__Records provided__.

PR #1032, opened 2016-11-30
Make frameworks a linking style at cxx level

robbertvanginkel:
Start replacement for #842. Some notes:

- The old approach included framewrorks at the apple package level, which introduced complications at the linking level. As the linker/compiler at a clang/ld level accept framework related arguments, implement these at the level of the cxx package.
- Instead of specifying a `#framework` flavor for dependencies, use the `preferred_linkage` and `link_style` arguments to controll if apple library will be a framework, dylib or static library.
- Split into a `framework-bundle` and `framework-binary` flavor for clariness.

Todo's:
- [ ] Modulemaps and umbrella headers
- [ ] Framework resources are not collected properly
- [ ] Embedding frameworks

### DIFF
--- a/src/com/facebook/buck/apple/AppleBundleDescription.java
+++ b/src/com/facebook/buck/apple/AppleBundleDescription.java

---

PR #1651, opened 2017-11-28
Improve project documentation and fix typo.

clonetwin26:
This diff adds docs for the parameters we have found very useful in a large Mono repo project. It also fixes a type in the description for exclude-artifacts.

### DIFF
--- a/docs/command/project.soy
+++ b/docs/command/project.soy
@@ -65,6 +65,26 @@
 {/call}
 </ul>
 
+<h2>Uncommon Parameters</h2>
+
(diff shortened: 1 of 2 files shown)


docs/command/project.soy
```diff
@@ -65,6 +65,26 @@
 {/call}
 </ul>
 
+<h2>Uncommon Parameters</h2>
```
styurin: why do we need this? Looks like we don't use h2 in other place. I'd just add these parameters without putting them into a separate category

__What needs to be done__. Copy out the lines above exactly, beginning at the one that contains "--- a/docs/command/project.soy" and ending at the one that contains "styurin: why do".

__Your solution__.
--- a/docs/command/project.soy
+++ b/docs/command/project.soy
@@ -65,6 +65,26 @@
 {/call}
 </ul>
 
+<h2>Uncommon Parameters</h2>
+
(diff shortened: 1 of 2 files shown)


docs/command/project.soy
```diff
@@ -65,6 +65,26 @@
 {/call}
 </ul>
 
+<h2>Uncommon Parameters</h2>
```
styurin: why do we need this? Looks like we don't use h2 in other place. I'd just add these parameters without putting them into a separate category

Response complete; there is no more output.